Hmmm… hmmm? It mentions that when I call foo and bar, it’s trying to make something mutable that’s actually immutable. Eh? Okay, let’s see. The local captured variable was “moved” to live beyond the function’s stack frame, so that’s fine. I’m using FnMut so that I can actually mutate the captured variable, that’s fine. I’m wrapping the whole damned thing inside a Box so that the whole closure can persist beyond the function call, and finally, all I’m trying to do is to increment the mutable captured line_no var inside my for loops. That also sounds fine. So when did the contents of the box become immutable?

All right, let’s see the final version first.

Final version

fn gen_line_number() -> Box<FnMut() -> ()> {
    let mut line_no = 0;

    Box::new(move || {
        line_no += 1;

        println!("Current line number: {}", line_no);
    })
}

fn main() {
    let mut foo = gen_line_number();

    for _ in 0..5 {
        foo();
    }
    
    println!("");

    let mut bar = gen_line_number();

    for _ in 0..5 {
        bar();
    }
}

and running it,

bash-3.2$ rustc hoyte-blog.rs 
bash-3.2$ ./hoyte-blog 
Current line number: 1
Current line number: 2
Current line number: 3
Current line number: 4
Current line number: 5

Current line number: 1
Current line number: 2
Current line number: 3
Current line number: 4
Current line number: 5

Wow!
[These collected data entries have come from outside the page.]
PR #2817, opened 2026-02-21
Moved 8 entity types from EntityTag.color to EntityTag.variant

MC-Samuel:
Part 1 of moving some entity variants/types/colors from `EntityTag.color` to `EntityTag.variant`. The goal is to have EntityTag.color as primarily a DyeColor or ColorTag input rather than the current mix of DyeColors, ColorTags, ElementTags, and ListTags.
Also added `EntityTag.allowed_variants` to show what variants an entity can be.

### DIFF
--- a/plugin/src/main/java/com/denizenscript/denizen/objects/properties/entity/EntityColor.java
+++ b/plugin/src/main/java/com/denizenscript/denizen/objects/properties/entity/EntityColor.java
@@ -4,6 +4,7 @@ import com.denizenscript.denizen.nms.NMSHandler;
 import com.denizenscript.denizen.nms.NMSVersion;
 import com.denizenscript.denizen.objects.EntityTag;
 import com.denizenscript.denizen.objects.properties.bukkit.BukkitColorExtensions;
+import com.denizenscript.denizen.utilities.BukkitImplDeprecations;
 import com.denizenscript.denizen.utilities.MultiVersionHelper1_19;
 import com.denizenscript.denizen.utilities.Utilities;
 import com.denizenscript.denizencore.objects.Mechanism;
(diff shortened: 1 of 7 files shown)


plugin/src/main/java/com/denizenscript/denizen/objects/properties/entity/EntityColor.java
```diff
@@ -244,18 +251,30 @@ public String getColor(boolean includeDeprecated) {
                 }
                 yield null;
             }
-            case RABBIT -> as(Rabbit.class).getRabbitType().name();
-            case LLAMA, TRADER_LLAMA -> as(Llama.class).getColor().name();
-            case PARROT -> as(Parrot.class).getVariant().name();
+            case RABBIT -> {
+                BukkitImplDeprecations.colorToVariantProperty.warn();
```
tal5: These should obey the `includeDeprecated` param (as the backsupport is only for tag usage, not property output).
But, it would also be good to provide the warnings with the `TagContext` - I would say replace the `includeDeprecated` param with a nullable `TagContext` and then base it on that.

plugin/src/main/java/com/denizenscript/denizen/objects/properties/entity/EntityVariant.java
```diff
@@ -56,75 +67,135 @@ public static boolean describes(EntityTag entityTag) {
...
+        }
         return null;
     }
 
     @Override
     public void setPropertyValue(ElementTag variant, Mechanism mechanism) {
-        if (getEntity() instanceof Wolf wolf) {
+        Entity entity = getEntity();
+        if (entity instanceof Fox fox) {
+            Fox.Type foxVariant = Utilities.elementToRequiredEnumLike(variant, Fox.Type.class, mechanism);
```
tal5: I think most of these actually are just enums? Can use the normal `Mechanism#requireEnum` logic for those

plugin/src/main/java/com/denizenscript/denizen/objects/properties/entity/EntityVariant.java
```diff
@@ -136,5 +207,55 @@ public String getPropertyId() {
...
+        // <--[tag]
+        // @attribute <EntityTag.allowed_variants>
+        // @returns ListTag
+        // @mechanism EntityTag.variant
+        // @group properties
+        // @description
+        // If the entity can have a variant, returns the list of allowed variants.
+        // See also <@link tag EntityTag.variant>.
+        // -->
+        PropertyParser.registerTag(EntityVariant.class, ListTag.class, "allowed_variants", (attribute, object) -> {
```
tal5, line 188: This can probably be a static tag

tal5 (changes requested):

PR #2823, opened 2026-04-20
Bug fix for 26.1 schematics on Paper

MC-Samuel:
Paper renamed Spigot's `CraftBlock.getHandle()` to `CraftBlock.getLevel()` on their NMS for 26.1, resulting in repeated errors when used.
Reported at https://discord.com/channels/315163488085475337/1495602582553493655


tal5:
You'd want to cache reflection objects generally, as the performance heavy part here is actually getting them from the class - handled in https://github.com/DenizenScript/Denizen/commit/335106ebc3ca82d695871e03b766b0d8f81357cf though as there were a few other cases.

PR #2828, opened 2026-06-20
`Sign` command fixes

MC-Samuel:
Reported at https://discord.com/channels/315163488085475337/1517824624186888232
- Sign material checks now check the tag values rather than a hard-coded list.
- Modernized `sign` command to new command format.
- Added ability to set signs as `hanging` for MC 1.20+.


tal5:
I believe there are 2 types of hanging signs no? One for walls and one for ceilings?

PR #2831, opened 2026-07-02
`server list ping` determination bug fix

MC-Samuel:
Fixes a bug where the number of players on the server wouldn't update when changed with the `EXCLUDE_PLAYERS` determination.

Reported at https://discord.com/channels/315163488085475337/1522089160108675073


paper/src/main/java/com/denizenscript/denizen/paper/events/ServerListPingScriptEventPaperImpl.java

Glory at last! Heh. Well, if you have the eyes of a hawk, you’ll observe that the only change was adding the mut qualifier to the closure handles in main. So what that extremely useful, intuitive, and helpful error message was telling us is that we have a boxed closure containing a captured mutable local var which we’re updating in every iteration of the respective for loops, but unfortunately we have assigned the closures to immutable handles, and so the whole thing just won’t work.

Whew. And seriously, wtf?

Rust appears to be great fun when things go well, but when things go badly (and they will, of course), it can be quite a PITA. Granted, I am not an expert or even an intermediate Rust programmer, but perhaps people’s complaints about the learning curve being seriously fucked up aren’t really exaggerated. If the learning curve had been at least logical, it would be a different matter. As things stand though, the more I venture into the language, the more “patched-together” it appears to be. Also, all the various exceptions to the rules in addition to the myriad rules about exceptional scenarios aren’t really helping, folks. I doubt anything can really be done about it now, though. Heh.